PR #1505, opened 2025-04-27
Add stereo panes for Mobile HTML5

moisesjpelaez:
Add stereo panes to `MobileWebAudioChannel` to make 2D/3D audio work on Mobile browsers. Tested with the [Aura](https://github.com/MoritzBrueckner/aura) audio library.

### DIFF
--- a/Backends/HTML5/kha/js/MobileWebAudioChannel.hx
+++ b/Backends/HTML5/kha/js/MobileWebAudioChannel.hx
@@ -18,7 +18,7 @@ class MobileWebAudioChannel implements kha.audio1.AudioChannel {
 
 	var leftGain: GainNode;
 	var rightGain: GainNode;
-	var stereoGain: GainNode;
+	var attenuationGain: GainNode;
 	var splitter: ChannelSplitterNode;
 	var merger: ChannelMergerNode;
 
@@ -40,7 +40,7 @@ class MobileWebAudioChannel implements kha.audio1.AudioChannel {
 		leftGain = MobileWebAudio._context.createGain();
 		rightGain = MobileWebAudio._context.createGain();
 		merger = MobileWebAudio._context.createChannelMerger(2);
-		stereoGain = MobileWebAudio._context.createGain();
+		attenuationGain = MobileWebAudio._context.createGain();
 		gain = MobileWebAudio._context.createGain();
 
 		source.connect(splitter);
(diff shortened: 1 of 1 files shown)


RobDangerous:
Hi!
Uhm, I'm not sure what any of that means. How is that used? Why does it need to be in Kha instead of just putting it in Aura?

moisesjpelaez:
Hello!

Aura is an audio library for Armory3D and Kha (from what I've seen, I think it relies on Kha for that). I saw its internal [Html5StreamChannel](https://github.com/MoritzBrueckner/aura/blob/47effabbc44065ade0255ad5f74a955b481bf782/Sources/aura/channels/Html5StreamChannel.hx) gets access to the `volume` property from `MobileWebAudioChannel` to set the sound volume on mobile browsers.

§ Task to complete
The answer should be a number alone: the count of lines in the records that hold the word "panes".

§ Completed task
2